__Work order__: From the entries, filter out every line that lacks "cluster" and copy the rest.

__Materials provided__:
PR #317, opened 2015-03-05
Use HSHA, tweak rpc_min/max_threads

Zariel:
Use HSHA instead of the SYNC connection pool for the RPC threads,
allow a max of 8 threads which is the default in the cluster config

### DIFF
--- a/cass1batch_test.go
+++ b/cass1batch_test.go
@@ -9,6 +9,8 @@ import (
 
 func TestProto1BatchInsert(t *testing.T) {
 	session := createSession(t)
+	defer session.Close()
+
 	if err := session.Query("CREATE TABLE large (id int primary key)").Exec(); err != nil {
 		t.Fatal("create table:", err)
 	}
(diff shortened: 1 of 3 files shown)


0x6e6562:
I'll be interested in seeing what the fix for this is, since I got stalled on running `go test` with ccm as part of #316.

Zariel:
`io.netty.handler.codec.DecoderException: org.apache.cassandra.transport.ProtocolException: Invalid or unsupported protocol version: 22`

Zariel:
Ive been able to reproduce the travis failures in vagrant locally, but not sure why they happen. It seems fine if I launch a cluster with ccm then run go test, odd.

0x6e6562:
It would be interesting to get to the bottom on the ccm errors in general as this seems to cause us issues every time we want to change things :-)

Zariel:
Yeah, ive also realised when we run in proto=1 we never set the protocol to cassandra as protocol 1, we still operate with protocol = 0x82/0x02

0x6e6562:
Yes, as with the last major effort to get the integration tests to work, it turned out to be bugs in our own code rather than anything wrong with ccm or anything else.

That proto 1 bug sounds like a pull request in its own right. Or we just get rid of v1 support all together.

Zariel:
I don't think is necessary anymore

__Solution to the exercise__:
allow a max of 8 threads which is the default in the cluster config
Ive been able to reproduce the travis failures in vagrant locally, but not sure why they happen. It seems fine if I launch a cluster with ccm then run go test, odd.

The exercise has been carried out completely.